И опять схлопотал мат.

Надя наблюдала, какое-то время, за игроками, потом сказала:

— До чего же скучная игра. Лучше бы в лото сыграли.

— Втроем? — скептически отозвалась Саша.

— А что, — оживилась повариха, — мы с сестрой и в вдвоем играли, в детстве.

— Так то в детстве.

Не уговорила их Надя. Продолжили сражаться за шахматной доской. Упрямый Михалыч решил, что костьми ляжет, а у «девчонки вчерашней» выиграет. Впрочем, шахматные страсти не мешали им мирно беседовать.

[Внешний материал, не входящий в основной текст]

PR #2846, opened 2020-08-16
add spec for the @disable new(); allocator relic

NilsLankila:


adamdruppe:
Is that actually implemented still? I thought it was removed (but would be very happy to see it still here, it is useful)

NilsLankila:
Yes, I've managed to keep it when working on the final deprecation step, see https://github.com/dlang/dmd/pull/11581.

deprecate.dd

— Действительно скучно, — вздыхал колымчанин. — Самое сейчас время — запить.

— И не думай даже! — воскликнула Саша.

— Думай, не думай, все равно ничего нет. Разве что одеколону…

— Михалыч! — рассердилась геологиня.

— Да ладно, это я так… Не имеет смысла начинать, если продолжить нет возможности.

Саша покачала, укоризненно, головой.

— Обязательно в запой уходить? Нельзя, что ли, как все нормальные люди?

Михалыч, теребя плохо выбритый подбородок, принялся рассуждать вслух:

— Специфика профессии. Радист сидит безвылазно на базе. Заняться нечем, скука. Ну и… Вот в Мургабе на рации — знакомый мой, Вадик Фоменко. Когда на Памире работали, я с ним каждый день на связь выходил. Раз слышу: не его «почерк», не Фоменко. У каждого радиста своя манера ключом работать, свой «почерк». Я ему: «Кто на связи?». Отвечает: «Фоменко». Что за ерунда, не пойму. А потом, когда были в Мургабе, я к нему заглянул. Спрашиваю: «Вадим, а помнишь, тогда-то, я не узнал тебя по „почерку“». А он: «Да это я трезвый был». Ха-ха-ха.

— Ты, Михалыч, лучше про себя расскажи, как чертей гонял, — вмешалась в разговор Надя.